Russia Aircraft Flyover
A Sukhoi Su-24 jet fighter drops flares during a joint Kazakh-Russian millitary exercise at Otar military range, some 93 miles west of Almaty, Kazakhstan, Oct. 3, 2008. Reuters

The Pentagon released footage Monday of a close encounter between a U.S. Navy warship and a Russian Su-24 bomber off the coast of Crimea. U.S. officials decided to release the video – a rare occurrence in military circles – to refute “erroneous” descriptions of the incident in foreign media, the Pentagon said.

The video showed a purportedly unarmed Russian Su-24 bomber fly within about 1,600 feet of the USS Ross, a guided-missile destroyer active in the Black Sea near Crimea.

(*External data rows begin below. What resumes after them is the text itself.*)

PR #312, opened 2021-09-25
solution

Bohdan-Kochetov:


src/scripts/main.js
```diff
@@ -1,3 +1,29 @@
 'use strict';
 
-// write code here
+const list = document.querySelectorAll('li');
```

U.S. officials confirmed the bomber was one of several Russia aircraft spotted in the ship’s vicinity, but denied the encounter led to an aggressive response on either side. Russian media outlets had reported the bomber had forced the USS Ross to abandon its mission and leave the area near Russian waters, Agence France-Presse reports.

U.S. Navy officials released the video “because we were unsatisfied with the press reporting, and we wanted to show exactly what happened,” Pentagon spokesman Col. Steven Warren said at a press conference, as quoted by AFP. “This was simply a ship and a plane passing in the day in this case.”

The Russian military and the U.S. Navy never made contact during the encounter, Warren said, adding that the Ross did not “deviate from its mission” and that it had traveled through international waters.

Russia has stepped up training exercises and drills around the world in recent months as part of President Vladimir Putin’s plan to modernize the nation’s armed forces. Western nations, including the United States and members of the NATO military alliance, have expressed concern with the increase in Russia’s military drills amid the Kremlin’s purported intervention in the eastern Ukraine conflict between Ukrainian government forces and pro-Russian separatist rebels.

Russia’s defense ministry extended long-range bomber patrols last November to reach as far as the Gulf of Mexico and the Arctic Circle, a move not seen since the end of the Cold War and the collapse of the Soviet Union. Russian bombers have been particularly active over NATO nation airspace.